Spring is a transition time from a long cold winter to fresh air and warmer weather and renewing our housing market is a transition time that is the beginning getting our economy back on track.  No one can predict the bottom and buy their home at the precise exact most advantageous moment so don’t sit on the sidelines and let this opportunity pass.

First Time Home Buyer Tax Credit

Wednesday, March 4th, 2009

The American Recovery and Reinvestment Act as it pertains to first time home buyers who purchase single family residential property on or after January 1, 2009 and before December1, 2009.  A person is considered a first time home buyer if they have not owned a principle residence in 3 year previous to purchase.  Tax credits for purchases made between Jan.1, 2009 and Dec. 1,2009 are a “refundable tax credit” that amounts to 10% of the purchase price not to exceed $8,000.

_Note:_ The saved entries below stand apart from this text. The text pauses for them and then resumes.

Issue #697, opened 2019-10-24
0.6.0 release checklist


icefoxen:
I think I'm going to make this a bugfix-and-update release, focusing on upgrading to winit 0.20... once that ever gets released.

Things that should get done:

 * [x] ~~Upgrade to winit 0.20.  `glutin` 0.21 makes some really annoying API changes, unfortunately, so I'm currently trying to avoid it... not sure how feasible that will be in the long run though.~~ -- ~~Can't be done without updating `gfx_window_glutin`, which uses winit 0.19 and hasn't had a new release.  We could try to make a `gfx_window_glutin` update, or we could vendor it all since it's pretty small and update it that way, or we could just leave it as it is and deal with old, somewhat-buggy winit 0.19.~~  Done in #837 , thanks to sapir and imbris for making this possible!
 * [x] Remove `nalgebra` in favor of ~~`euclid`~~ `glam`, if possible.  Lyon already uses `euclid`, so in THEORY, using only `euclid` will make compile times faster.  ...In practice, so far, `rodio` 0.9 uses `nalgebra` anyway, and the current git master of it removes `nalgebra` but adds `failure` which more than eats up the gained compile time.  I just can't win.  Let's just use `glam` which at least only takes half a second to compile.
 * [x] Remove rand from examples in favor of `oorandom` or something similarly minimal
 * [ ] Maybe try to make `gilrs` a little less of a pain
 * [x] Version bump rodio
 * ~~Go through the audio API and consistent-ify it with the new rodio.  Might need a total rewrite but it's relatively small, and should make things simpler since the new rodio API looks a bit better-organized than the old one.~~ I really can't handle a full rewrite right now.
 * [x] Version bump glyph_brush
 * [x] Version bump lyon
 * [x] Version bump whatever else presents itself

...In light of the `glutin` thing I'm really not sure this is worth the trouble.  Maybe just stick with the current version of `glutin`, fix everything else, then call it 1.0.  Meh.  We should try to make a big pile of bugfixes anyway though.

alexheretic:
If you're still aiming to use pre-ll gfx I'm moving Robo Instructus to [alexheretic/old-school-gfx-glutin-ext](https://github.com/alexheretic/old-school-gfx-glutin-ext) _(replaces gfx_window_glutin)_ which is much easier for me to keep up to date with glutin.

icefoxen:
[...]

PR #790, opened 2020-07-01
Bump `nalgebra` dependency

fosskers:
This bumps the `nalgebra` dependency in order to get away from an old version of `rand` that is injected. Currently 3 versions of `rand` are included in the `ggez` dependency graph, with the oldest coming via `skeptic`. Improving that is tracked here: https://github.com/budziq/rust-skeptic/pull/115.

`nalgebra` and `mint` seem to still be compatible, as marked in `Cargo.toml`.

Tests don't seem to pass locally - it freezes for me after a while when trying to open a `ggez` window and load some audio.

### DIFF
--- a/Cargo.toml
+++ b/Cargo.toml
@@ -52,7 +52,7 @@ toml = "0.5"
 log = "0.4"
 lyon = "0.13"
 smart-default = "0.5"
-nalgebra = {version = "0.18", features = ["mint"] }
+nalgebra = {version = "0.21", features = ["mint"] }
 # Has to be the same version of mint that nalgebra uses here.
 mint = "0.5"
 gilrs = "0.7"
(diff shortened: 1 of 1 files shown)


icefoxen:
Not sure about this one; `nalgebra` is still re-exported as `ggez::na` and so changing that is technically a breaking change.  See https://github.com/ggez/ggez/pull/722 as well.  On the other hand, removing `ggez::na` entirely is probably a good idea.  That said, this should get incorporated in a 0.6 release, see https://github.com/ggez/ggez/issues/697

icefoxen:
This is superceded by the latest `devel` branch, which does its best to remove `nalgebra` and `rand` completely.

fosskers:
Cool, thanks for the update.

An example would be the purchase of a $90,000 house.  10% of $90,000 equals $9,000.  The tax credit cannot exceed $8,000, therefore the amount of credit the purchaser receives on his/her 2009 tax return is $8,000.  Lets say you work a regular 40 hour week and taxes are withheld from your pay check each pay day.  At the end of the year you do not owe taxes nor will you receive a tax refund.  The $8,000 tax credit is added to the amount of tax withholding that was deducted during the previous year and in this example the tax payer would receive an $8,000 tax refund!

By the way, did I mention that this tax credit is a gift for first time home buyers and not a loan…you don’t have to pay it back!!  That is as long as you stay in the house for a minimum of 3 years.

A $90,000 house can be purchased on an FHA mortgage for about $8,000.  So, if you qualify as a first time home buyer, you can buy a house for nothing or near to nothing.  This is just another reason why now is one of the best times for first time home buyers.  Please note that I am not a tax preparer and this information should be confirmed by your tax professional.